Maternal, fetal and neonatal outcomes among women who underwent laparoscopy for suspected adnexal torsion during pregnancy are reassuring, irrespective of the surgical findings and gestational week.
评估经手术证实的附件扭转(AT)患者的妊娠结局,并与排除 AT 患者进行比较。
这是一项在三级医疗中心进行的回顾性队列研究。纳入 2011 年 3 月至 2020 年 4 月期间因疑似 AT 而行诊断性腹腔镜检查的所有孕妇。比较两组的母婴、分娩和新生儿结局。我们还将经手术证实 AT 的女性与一组在怀孕期间未行腹腔镜检查的对照组女性进行比较。

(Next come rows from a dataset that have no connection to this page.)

PR #611, opened 2026-06-16
LLM-1890: Handle string int64 in analytics

kamilcast:
## Description

Handle `int64` returned by analytics endpoints encoded as `string`. This should be backward compatible.

## Type of Change

- [x] Bug fix
- [ ] New feature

在研究期间,共有 112 名符合纳入标准的女性。93 例(83.0%)被证实存在 AT。两组间的基线特征无差异,除外既往 AT 发生率[扭转组 5.4%,非扭转组 26.3%,比值比(OR)0.15,95%置信区间(CI)0.04-0.62, = .004]和不孕率(扭转组 57.0%,非扭转组 31.6%,OR 2.41,95%CI 1.004-8.21, = .043)。与非 AT 组相比,AT 组中接受辅助生殖技术受孕的妊娠更为常见(46.2% vs. 10.5%,OR 7.21,95%CI 1.59-33.45, = .002)。流产和死胎率、分娩时的孕龄、分娩特征和新生儿结局均良好,两组间无差异。经手术证实 AT 的妊娠结局与未在怀孕期间行腹腔镜检查的对照组女性无差异。
对于因疑似 AT 而行腹腔镜检查的孕妇,无论手术结果和孕周如何,其妊娠结局均令人安心。与未行腹腔镜检查的孕妇相比,其结局无差异。
对于因疑似附件扭转而行腹腔镜检查的孕妇,无论手术结果和孕周如何,其妊娠结局均令人安心。与未行腹腔镜检查的孕妇相比,其结局无差异。